Low-power jammers are a mix of several different L1-only jammers, L1&L2, and L1&L2&L5/E6, all with relatively wide frequency bands and typically sweep modulations, except for one that used frequency hopping. The jammers range from cheap "eBay jammers" to military graded handheld equipment. 

For the high-power jammer, three modulations are used: an unmodulated CW signal (the carrier wave of GPS L1), a sweep signal ("chirp"), and a PRN signal (modulated carrier wave with C/A code from GPS satellite #1, but without navigation message). During the tests, jamming will be done in different combinations of modulations and frequency bands, with the used bands being E6, E5b, L5, G2, L2, B1l, G1, and L1. Jamming is done with an elevation angle from the mountain down towards Bleik. 

Spoofing attacks simulated GPS L1, L2, and L5 signals and Galileo E1 and E5 signals, and both incoherent and coherent attacks will be conducted (i.e., where the signals are not synchronized or are synchronized with real-time satellite data for the test position, respectively). Otherwise, spoofing attacks run in combinations with jamming, both initial jamming attacks and jamming active while spoofing is ongoing (e.g., spoofing L1/E1 with jamming on G1, L2, L5), as well as different combinations of spoofed signals. 

Meaconing attacks rebroadcasting of GPS L1 and L2 signals, either used alone or in combination with jamming.  

All these attack possibilities are then used in different test setups and for static and dynamic combinations of jammers and targets (participants). One example from last year was a car convoy tests with a jammer in one of the cars in the convoy or with a jammer stationary on the side of the road while the convoy passed. Another is pyramid jamming, where frequency bands are added and subtracted that are being jammed to investigate handover between the bands. A third is power ramping, where the sensitivity of the deployed equipment is analyzed. 

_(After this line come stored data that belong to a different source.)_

PR #7129, opened 2026-01-08
Add support for `__tuple_like` for `::std::{array, pair, tuple}`

### LINKED ISSUE #7110: [BUG]: CUDA 13.1 cuda::std::mdspan does not implement P3663
### Is this a duplicate?

### Type of Bug

Compile-time Error

### Component

libcu++

### Describe the bug

A customer reports that with CUDA 13.1, `cuda::std::submdspan` does not work with `std::pair` slices (in host code, so `__device__` markings are not relevant).  This means that the implementation does not implement [P3663](https://wg21.link/p3663), which was voted into C++26.  P3663 requires that `submdspan` accept as a (begin, end) slice any type that can be destructured into two values that are both convertible to `index_type`.

For a sample implementation of an earlier draft of P3663, please see [this pull request](https://github.com/kokkos/mdspan/pull/408) on the reference implementation of mdspan.

### How to Reproduce

Attempt to compile the following.

```c++
    cuda::std::mdspan<int, cuda::std::dextents<int, 4>> mds; 
    auto sub = cuda::std::submdspan(mds
                         ,std::pair<int,int>(0,1)
                         ,std::pair<int,int>(0,1)
                         ,std::pair<int,int>(0,1)
                         ,std::pair<int,int>(0,1)
                        );
```

Error looks like this.

```
/local-projects/spack-install/linux-skylake_avx512/cuda-13.1.0-rwyxgxh5a5uxxhzoqojenuffp72b5eue/targets/x86_64-linux/include/cccl/cuda/std/__mdspan/submdspan_extents.h(180): error: static assertion failed with "[mdspan.sub.extents] For each rank index k of src.extents(), exactly one of the following is true:"
    static_assert(((__is_valid_subextents<typename _Extents::index_type, _Slices>) && ... && true),
    ^
          detected during:
            instantiation of "auto cuda::std::__4::submdspan_extents(const _Extents &, _Slices...) [with _Extents=cuda::std::__4::extents<int, 18446744073709551615UL, 18446744073709551615UL, 18446744073709551615UL, 18446744073709551615UL>, _Slices=<std::pair<int, int>, std::pair<int, int>, std::pair<int, int>, std::pair<int, int>>]" at line 187
            instantiation of type "cuda::std::__4::__get_subextents_t<cuda::std::__4::extents<int, 18446744073709551615UL, 18446744073709551615UL, 18446744073709551615UL, 18446744073709551615UL>, std::pair<int, int>, std::pair<int, int>, std::pair<int, int>, std::pair<int, int>>" at line 272 of /local-projects/spack-install/linux-skylake_avx512/cuda-13.1.0-rwyxgxh5a5uxxhzoqojenuffp72b5eue/targets/x86_64-linux/include/cccl/cuda/std/__mdspan/submdspan_mapping.h
            instantiation of "auto cuda::std::__4::__submdspan_mapping_impl(const cuda::std::__4::layout_right::mapping<_Extents> &, _Slices...) [with _Extents=cuda::std::__4::extents<int, 18446744073709551615UL, 18446744073709551615UL, 18446744073709551615UL, 18446744073709551615UL>, _Slices=<std::pair<int, int>, std::pair<int, int>, std::pair<int, int>, std::pair<int, int>>]" at line 319 of /local-projects/spack-install/linux-skylake_avx512/cuda-13.1.0-rwyxgxh5a5uxxhzoqojenuffp72b5eue/targets/x86_64-linux/include/cccl/cuda/std/__mdspan/submdspan_mapping.h
            instantiation of "auto cuda::std::__4::submdspan_mapping(const _LayoutMapping &, _Slices...) [with _LayoutMapping=cuda::std::__4::layout_right::mapping<cuda::std::__4::extents<int, 18446744073709551615UL, 18446744073709551615UL, 18446744073709551615UL, 18446744073709551615UL>>, _Slices=<std::pair<int, int>, std::pair<int, int>, std::pair<int, int>, std::pair<int, int>>]" at line 24 of .../kokkos/core/unit_test/default/TestDefaultDeviceDevelop.cpp

1 error detected in the compilation of ".../kokkos/core/unit_test/default/TestDefaultDeviceDevelop.cpp".
```

### Expected behavior

The example code above should compile.

### Reproduction link

_No response_

### Operating System

_No response_

### nvidia-smi output

_No response_

### NVCC version

_No response_

miscco:
This allows us to use standard library types with submdspan

Fixes [BUG]: CUDA 13.1 cuda::std::mdspan does not implement P3663 Fixes #7110

### DIFF
--- a/libcudacxx/include/cuda/std/__complex/tuple.h
+++ b/libcudacxx/include/cuda/std/__complex/tuple.h
@@ -33,11 +33,11 @@
 _CCCL_BEGIN_NAMESPACE_CUDA_STD
 
 template <class _Tp>
-struct tuple_size<complex<_Tp>> : ::cuda::std::integral_constant<size_t, 2>
+struct tuple_size<complex<_Tp>> : integral_constant<size_t, 2>
 {};
 
 template <size_t _Index, class _Tp>
-  struct tuple_element<_Index, complex<_Tp>> : ::cuda::std::enable_if < _Index<2, _Tp>
+struct tuple_element<_Index, complex<_Tp>> : enable_if<(_Index < 2), _Tp>
 {};
 
 template <class _Tp>
--- a/libcudacxx/include/cuda/std/__fwd/array.h
+++ b/libcudacxx/include/cuda/std/__fwd/array.h
@@ -24,6 +24,24 @@
 
 #include <cuda/std/__cccl/prologue.h>
 
+// std:: forward declarations
+
+#if _CCCL_HAS_HOST_STD_LIB()
+_CCCL_BEGIN_NAMESPACE_STD
+
+#  if _CCCL_HOST_STD_LIB(STL)
+template <class _Tp, size_t _Size>
+class array;
+#  else // ^^^ _CCCL_HOST_STD_LIB(STL) ^^^ / vvv !_CCCL_HOST_STD_LIB(STL) vvv
+template <class _Tp, size_t _Size>
+struct array;
+#  endif // !_CCCL_HOST_STD_LIB(STL)
+
+_CCCL_END_NAMESPACE_STD
+#endif // _CCCL_HAS_HOST_STD_LIB()
+
+// ::cuda::std:: forward declaration
+
 _CCCL_BEGIN_NAMESPACE_CUDA_STD
 
 template <class _Tp, size_t _Size>
--- a/libcudacxx/include/cuda/std/__mdspan/submdspan_helper.h
+++ b/libcudacxx/include/cuda/std/__mdspan/submdspan_helper.h
@@ -30,6 +30,7 @@
 #include <cuda/std/__type_traits/is_same.h>
 #include <cuda/std/__type_traits/is_signed.h>
 #include <cuda/std/__type_traits/is_unsigned.h>
+#include <cuda/std/__type_traits/type_list.h>
 #include <cuda/std/__utility/integer_sequence.h>
 #include <cuda/std/array>
 #include <cuda/std/tuple>
@@ -112,15 +113,24 @@ template <class _IndexType, class _From>
   }
 }
 
+_CCCL_EXEC_CHECK_DISABLE
 template <size_t _Index, class... _Slices>
 [[nodiscard]] _CCCL_API constexpr decltype(auto) __get_slice_at(_Slices&&... __slices) noexcept
 {
-  return ::cuda::std::get<_Index>(::cuda::std::forward_as_tuple(::cuda::std::forward<_Slices>(__slices)...));
+  // Pull in `::std::get` via ADL for host library types
+  using ::cuda::std::get;
+#if _CCCL_COMPILER(MSVC)
+  tuple<_Slices...> __tuple{::cuda::std::forward<_Slices>(__slices)...};
+  return get<_Index>(::cuda::std::move(__tuple));
+#else // ^^^ _CCCL_COMPILER(MSVC) ^^^ / vvv !_CCCL_COMPILER(MSVC) vvv
+  return get<_Index>(::cuda::std::forward_as_tuple(::cuda::std::forward<_Slices>(__slices)...));
+#endif // !_CCCL_COMPILER(MSVC)
 }
 
 template <size_t _Index, class... _Slices>
-using __get_slice_type = tuple_element_t<_Index, __tuple_types<_Slices...>>;
+using __get_slice_type = __type_at_c<_Index, __type_list<_Slices...>>;
 
+_CCCL_EXEC_CHECK_DISABLE
 template <class _IndexType, size_t _Index, class... _Slices>
 [[nodiscard]] _CCCL_API constexpr _IndexType __first_extent_from_slice(_Slices... __slices) noexcept
 {
@@ -136,7 +146,9 @@ template <class _IndexType, size_t _Index, class... _Slices>
   {
     if constexpr (__index_pair_like<_SliceType, _IndexType>)
     {
-      return ::cuda::std::__index_cast<_IndexType>(::cuda::std::get<0>(__slice));
+      // Pull in `::std::get` via ADL for host library types
+      using ::cuda::std::get;
+      return ::cuda::std::__index_cast<_IndexType>(get<0>(__slice));
     }
     else if constexpr (__is_strided_slice<_SliceType>)
     {
@@ -149,6 +161,7 @@ template <class _IndexType, size_t _Index, class... _Slices>
   }
 }
 
+_CCCL_EXEC_CHECK_DISABLE
 template <size_t _Index, class _Extents, class... _Slices>
 [[nodiscard]] _CCCL_API constexpr typename _Extents::index_type
 __last_extent_from_slice(const _Extents& __src, _Slices... __slices) noexcept
@@ -166,7 +179,9 @@ __last_extent_from_slice(const _Extents& __src, _Slices... __slices) noexcept
   {
     if constexpr (__index_pair_like<_SliceType, _IndexType>)
     {
-      return ::cuda::std::__index_cast<_IndexType>(::cuda::std::get<1>(__slice));
+      // Pull in `::std::get` via ADL for host library types
+      using ::cuda::std::get;
+      return ::cuda::std::__index_cast<_IndexType>(get<1>(__slice));
     }
     else if constexpr (__is_strided_slice<_SliceType>)
     {
--- a/libcudacxx/include/cuda/std/__tuple_dir/tuple_element.h
+++ b/libcudacxx/include/cuda/std/__tuple_dir/tuple_element.h
@@ -20,12 +20,17 @@
 #  pragma system_header
 #endif // no system header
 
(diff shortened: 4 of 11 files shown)


libcudacxx/include/cuda/std/__complex/tuple.h
```diff
@@ -100,6 +100,16 @@ template <size_t _Index, class _Tp>
   return __get_complex_impl<_Tp>::template get<_Index>(::cuda::std::move(__z));
 }
 
+#if _CCCL_HAS_HOST_STD_LIB()
+template <class _Tp>
+struct tuple_size<::std::complex<_Tp>> : ::cuda::std::integral_constant<size_t, 2>
+{};
+
+template <size_t _Index, class _Tp>
+  struct tuple_element<_Index, ::std::complex<_Tp>> : ::cuda::std::enable_if < _Index<2, _Tp>
```
davebayer:
```suggestion
struct tuple_element<_Index, ::std::complex<_Tp>> : enable_if<(_Index < 2), _Tp>
```
To get the formatting right

libcudacxx/include/cuda/std/__complex/tuple.h
```diff
@@ -100,6 +100,16 @@ template <size_t _Index, class _Tp>
   return __get_complex_impl<_Tp>::template get<_Index>(::cuda::std::move(__z));
 }
 
+#if _CCCL_HAS_HOST_STD_LIB()
+template <class _Tp>
+struct tuple_size<::std::complex<_Tp>> : ::cuda::std::integral_constant<size_t, 2>
```
davebayer:
```suggestion
struct tuple_size<::std::complex<_Tp>> : integral_constant<size_t, 2>
```
Should be enough

libcudacxx/include/cuda/std/__complex/tuple.h
```diff
@@ -100,6 +100,16 @@ template <size_t _Index, class _Tp>
   return __get_complex_impl<_Tp>::template get<_Index>(::cuda::std::move(__z));
 }
 
+#if _CCCL_HAS_HOST_STD_LIB()
```
miscco: @davebayer do we want to centralize those into a single file?

libcudacxx/include/cuda/std/__fwd/array.h
```diff
@@ -24,6 +24,19 @@
...
 
+// std:: forward declarations
+
+#if _CCCL_HAS_HOST_STD_LIB()
+_CCCL_BEGIN_NAMESPACE_STD
+
+template <class _Tp, size_t _Size>
+struct array;
+
+_CCCL_END_NAMESPACE_STD
```
davebayer, line 40: Did you check whether libstdc++ doesn't put it in some different namespace? It does that for example with `std::string` if I remember correctly. We must be very careful here. Applies to other forward declarations, too

libcudacxx/include/cuda/std/__tuple_dir/tuple_element.h
```diff
@@ -70,6 +70,14 @@ struct _CCCL_TYPE_VISIBILITY_DEFAULT tuple_element<_Ip, tuple<_Tp...>>
   using type _CCCL_NODEBUG_ALIAS = tuple_element_t<_Ip, __tuple_types<_Tp...>>;
 };
 
+#if _CCCL_HAS_HOST_STD_LIB()
+template <size_t _Ip, class... _Tp>
+struct _CCCL_TYPE_VISIBILITY_DEFAULT tuple_element<_Ip, ::std::tuple<_Tp...>>
+{
+  using type _CCCL_NODEBUG_ALIAS = tuple_element_t<_Ip, __tuple_types<_Tp...>>;
+};
+#endif // _CCCL_HAS_HOST_STD_LIB()
```
davebayer, line 97: Do we want to test these specializations?

davebayer (commented):
Shouldn't we add tests for

libcudacxx/include/cuda/std/__complex/tuple.h
davebayer: No, I don't think so

davebayer: I would put them right next to the `cuda::std::` variants

libcudacxx/include/cuda/std/__fwd/array.h
miscco: I believe string is different because it has shared library components

libcudacxx/include/cuda/std/__tuple_dir/tuple_element.h
miscco: yes

davebayer: Would you add the tests then? 😃

libcudacxx/include/cuda/std/__mdspan/submdspan_helper.h
```diff
@@ -112,15 +112,19 @@ template <class _IndexType, class _From>
   }
 }
 
+_CCCL_EXEC_CHECK_DISABLE
 template <size_t _Index, class... _Slices>
 [[nodiscard]] _CCCL_API constexpr decltype(auto) __get_slice_at(_Slices&&... __slices) noexcept
 {
-  return ::cuda::std::get<_Index>(::cuda::std::forward_as_tuple(::cuda::std::forward<_Slices>(__slices)...));
+  // Pull in `::std::get` via ADL for host library types
```
mhoemmen, line 120: P3663 means that any type for which structured binding into two things, both convertible to `index_type`, is well-formed will work as a slice specifier.  For example, the following type works.

```c++
struct Foo {
  int bar;
  int xyzzy;
};
```

Note that this type is not _`tuple-like`_ and that `std::get` does not work on it.

libcudacxx/include/cuda/std/__complex/tuple.h
miscco: I wrote the test and the issue with that is that we would need to include the right folder for that and not only just `<cuda/std/tuple>` but also `<cuda/std/array>`

libcudacxx/include/cuda/std/__tuple_dir/tuple_element.h
miscco: yes

libcudacxx/include/cuda/std/__mdspan/submdspan_helper.h
miscco: I am not sure whether this is something we can easily  implement in C++17 will for now just add this to make sure we can handle the standard types

libcudacxx/include/cuda/std/__fwd/array.h
```diff
@@ -24,6 +24,24 @@
...
+#if _CCCL_HAS_HOST_STD_LIB()
+_CCCL_BEGIN_NAMESPACE_STD
+
+#  if _CCCL_HOST_STD_LIB(STL)
+template <class _Tp, size_t _Size>
+class array;
+#  else // ^^^ _CCCL_HOST_STD_LIB(STL) ^^^ / vvv !_CCCL_HOST_STD_LIB(STL) vvv
+template <class _Tp, size_t _Size>
+struct array;
+#  endif // !_CCCL_HOST_STD_LIB(STL)
```
davebayer, line 38: Yeah, why should anyone bother following the standard..

davebayer (approved):

libcudacxx/include/cuda/std/__mdspan/submdspan_helper.h
mhoemmen: > ... just add this to make sure we can handle the standard types

That's not a complete fix for the bug.

If you go to the _`canonical-slice`_ function definition and look at the implementation following paragraph 7 ("*Effects*: Equivalent to"), you can make it valid C++17 code by not using designated initializers.

The point of _`canonical-slice`_ is to turn every "pair of indices" slice into `strided_slice` with compile-time stride of 1.  The implementation shown in paragraph 7 implements the Mandates in paragraph 6 ("*Mandates*: `S` is a `submdspan` slice type for `IndexType`).  It's certainly possible in C++17 to test whether some type `T` is a specialization of `strided_slice`.

miscco: yeah I need to rewrite the commit message for github to not force close the issue

mhoemmen: I'll say more concisely: _`canonical-slice`_ exists so that you don't need a _`tuple-like`_ test.

miscco: yeah, but that is a much larger change and I am not 100% sure we can emulate it in Cüü17, so I want this in because it is something we would want anyway

mhoemmen: @miscco That's fine; just please be aware that this is not a complete implementation of P3663, as the branch name might otherwise suggest.  Thanks!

 What did we learn from 2023? 

Here are some of the observations from last year´s test: 

  • Jamming can cause spoofing-like results (depends on how PVT is calculated in the receiver) 
  • Some types of spoofing activities create firmware issues that were only resolved by doing hard reboot 
  • Equipment sometimes behaves very differently under the same RFI 
  • Phase transitions often create dangerous situations (since receivers and their protective mechanisms are often built for the pure binary conditions of jamming/non-jamming). Sometimes this also creates short-term faults in equipment that initially survived the RFI period. 
  • There are often tell tails before the spoofing takes over, with significant PVT errors experienced 
  • Some multi-GNSS and/or multi-band receivers do not have proper fallback mechanisms (i.e., they usually drop out if you mess with GPS alone) 
  • Time spoofing can cause unforeseen consequences, for example certificate issues 

Examples of what participants did during the testing: 

  • Improved their firmware and software algorithms (e.g., distinguishing between "spoofing now" and "jamming now") based on improvements built on last year's results 
  • Scientific approach to testing and evaluating many receivers and their performances under the same RFI conditions (made possible by participants having plenty of time in the booking area) 
  • Tested RFI detection technologies, such as TDOA 

About Jammertest

From 9th till 13th og September, participants from 90 organizations and 20 different countries will again gather at Andøya to test their technology's resilience.

The Jammertest is a collaboration between the Norwegian Communications Authority, the Norwegian Metrology Service, the Norwegian Space Agency, the Norwegian Public Roads Administration, the Norwegian Defense Research Institute, the Norwegian Mapping Authority and Testnor.